BACKGROUND OF THE INVENTION
3. Terrestrial stations for spacecraft communications typically
include a large aperture antenna for communicating with a
spacecraft. Such an antenna typically includes a beam waveguide
assembly having a main reflector and a sub-reflector centered on an
optical axis of the main reflector, e.g., a Cassegrain antenna. The
beam waveguide assembly forms and directs a reciprocal pair of main
antenna beams along the optical axis. The main antenna beams
typically include a transmit beam for transmitting an uplink signal
to and a receive beam for receiving a down-link signal from the
spacecraft. To track the spacecraft, the main reflector and the
sub-reflector, which are fixed relative to each other and rotate
together, along with other optical components of the beam waveguide
assembly, are typically driven by motors and servo-mechanisms in at
least two rotational directions, e.g., azimuth (AZ) and elevation
(EL), so as to align the main beams with the spacecraft. In this
manner, the receive and transmit beams are both aligned with the
same position of the spacecraft at a given point in time.
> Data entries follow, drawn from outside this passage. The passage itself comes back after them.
PR #5078, opened 2023-05-04
fix(osmoutils/accum): mutate accumulator receiver

p0mvn:
Closes: #XXX

This PR fixes some subtle bugs in the accumulator package that were discovered during "MsgFungify" tests.

The core of the bug is that while we would update the accumulator in state, we would not mutate the receiver. As a result, subsequent operations would use out-of-date values from the accumulator fields.

This PR fixes the bug and expands every applicable test to make sure that both receiver and in-state global accumulators are updated.

For example,

```go
func (accum AccumulatorObject) NewPosition(name string, numShareUnits sdk.Dec, options *Options) error {
     ....
     accum.totalShares = accum.totalShares.Add(numShareUnits)
     return nil
}

func main() {
    accum := ... // create accum with zero shares
    accum.NewPosition("test", sdk.OneDec(), nil)
   // Note that at this point accum.totalShares is still zero
}
```

The reason is that we must have a pointer receiver on the `NewPosition` method for the change to take effect.

It looks like none of our CL test cases broke but I ran into this problem by running into a bug that wasn't covered by our test suite in "MsgFungify". The fix to that is coming separately.

It might be that there are more issues stemming from the lack of this change.

## Brief Changelog

- changed all mutative accumulator methods to have a pointer reciever
- refactored every applicable test to make sure that both state and the local var are updated.

## Testing and Verifying

Added assertions


osmoutils/accum/export_test.go
```diff
@@ -75,3 +77,15 @@ func (accum *AccumulatorObject) SetValue(value sdk.DecCoins) {
 func (o *Options) Validate() error {
 	return o.validate()
 }
+
+// WARNING: only used in tests to make sure that receiver is mutated.
+// Do not move out of export_tes.go and do not use in production code.
```
p0mvn, line 82:
```suggestion
// Do not move out of export_test.go and do not use in production code.
```

osmoutils/accum/export_test.go
```diff
@@ -75,3 +77,15 @@ func (accum *AccumulatorObject) SetValue(value sdk.DecCoins) {
...
+func (accum AccumulatorObject) GetTotalShareField() sdk.Dec {
+	return accum.totalShares
+}
+
+// WARNING: only used in tests to make sure that receiver is mutated.
+// Do not move out of export_tes.go and do not use in production code.
```
p0mvn, line 88:
```suggestion
// Do not move out of export_test.go and do not use in production code.
```

osmoutils/accum/accum.go
```diff
@@ -217,7 +219,7 @@ func (accum AccumulatorObject) AddToPositionCustomAcc(name string, newShares sdk
 // the unclaimed and newly accrued rewards and returns them alongside the redeemed shares. Then, it
 // overwrites the position record with the updated number of shares. Since it accrues rewards, it
 // also moves up the position's accumulator value to the current accum val.
-func (accum AccumulatorObject) RemoveFromPosition(name string, numSharesToRemove sdk.Dec) error {
+func (accum *AccumulatorObject) RemoveFromPosition(name string, numSharesToRemove sdk.Dec) error {
```
p0mvn, line 222: Note: this is the core of the change that makes the receiver updated correctly.

This is important so that if we use the local variable after calling a mutative method on it, we can be confident that the local variable is updated

osmoutils/accum/accum.go
```diff
@@ -98,7 +98,7 @@ func (accum AccumulatorObject) GetPosition(name string) (Record, error) {
 	return position, nil
 }
 
-func setAccumulator(accum AccumulatorObject, value sdk.DecCoins, shares sdk.Dec) {
+func setAccumulator(accum *AccumulatorObject, value sdk.DecCoins, shares sdk.Dec) {
```
mattverse, line 101: what's the reason we need to change the argument to pointer? Seems like here we might not need to change the argument

mattverse: no on the second thought, I think this change makes sense given that all the callers have accum as pointers anyways

mattverse (approved):
Feel like code readability has decreased with the mixture of usage of raw accum objects and pointer accum objects, but seems like it's unevitable. 

Everything in this PR makes sense to me, LGTM

osmoutils/accum/accum_test.go
```diff
@@ -284,10 +297,10 @@ func (suite *AccumTestSuite) TestNewPositionCustomAcc() {
 	suite.SetupTest()
 
 	// Setup.
-	accObject := accumPackage.MakeTestAccumulator(suite.store, testNameOne, initialCoinsDenomOne, emptyDec)
+	defaultAccObject := accumPackage.MakeTestAccumulator(suite.store, testNameOne, initialCoinsDenomOne, emptyDec)
```
czarcas7ic, line 300: nit: we called the defaultAccObject above an acc object with empty coins, but the defaultAccObject here has coins. Would be nice to stick to a single standard of what "default" is to make tests easier to follow.

osmoutils/accum/export_test.go
```diff
@@ -75,3 +77,15 @@ func (accum *AccumulatorObject) SetValue(value sdk.DecCoins) {
...
+// Do not move out of export_test.go and do not use in production code.
+func (accum AccumulatorObject) GetTotalShareField() sdk.Dec {
+	return accum.totalShares
+}
+
+// WARNING: only used in tests to make sure that receiver is mutated.
+// Do not move out of export_test.go and do not use in production code.
+func (accum AccumulatorObject) GetValueField() sdk.DecCoins {
+	return accum.value
+}
```
czarcas7ic, line 91: Why would getters ever be dangerous?

czarcas7ic (approved):
LGTM, nice find!

osmoutils/accum/export_test.go
p0mvn: We already have `GetValue` and `GetTotalShare` getters that read from the state instead of grabbing this value. Just left a note in case someone tries to duplicate it.

osmoutils/accum/accum_test.go
p0mvn: This is the default per-test. That's the reason why we have a default for every test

4. A Cassegrain antenna of sufficiently high gain to track a
distant spacecraft includes large and correspondingly heavy beam
waveguide components, e.g., a main reflector thirty-five meters in
diameter, thus necessitating correspondingly bulky and relatively
complex motors and servo-mechanisms to rotate such heavy
components. Antenna beam tracking accuracy, i.e., alignment
accuracy between the main beams and a tracked spacecraft position,
is critical when using such a high gain antenna because even a
small alignment error, e.g., on the order of millidegrees, results
in a significant reduction in peak antenna gain. This criticality
is even more pronounced when the antenna is used to track an
interplanetary spacecraft because a signal communicated between
such a distant spacecraft and the antenna experiences substantial
propagational attenuation, i.e., signal attenuation proportional to
the square of the distance between the antenna and the
spacecraft.
5. Although the conventional antenna arrangement described above
may suffice for communicating with a spacecraft relatively near to
the earth, e.g., occupying low, medium and high earth orbits, its
use for communicating with a relatively distant, e.g.,
interplanetary, spacecraft is limited and problematic. Effective
communication with the relatively distant spacecraft is complicated
in part by a phenomenon referred to as planetary aberration--the
phenomenon by which objects in space, as viewed from the earth, are
not where they appear to be. Planetary aberration arises as a
result of 1) a component of relative motion between the spacecraft
and the antenna, specifically, a component of the spacecraft's
velocity orthogonal to a line-of-site between the spacecraft and
the antenna, and 2) the finite time taken for the uplink and
down-link signals to travel between the spacecraft and the antenna
due to the finite speed with which the signals propagate through
space. The finite time taken for the uplink and down-link signals
to travel round-trip between the spacecraft and the antenna is
referred to as the round-trip light travel time (RTLT).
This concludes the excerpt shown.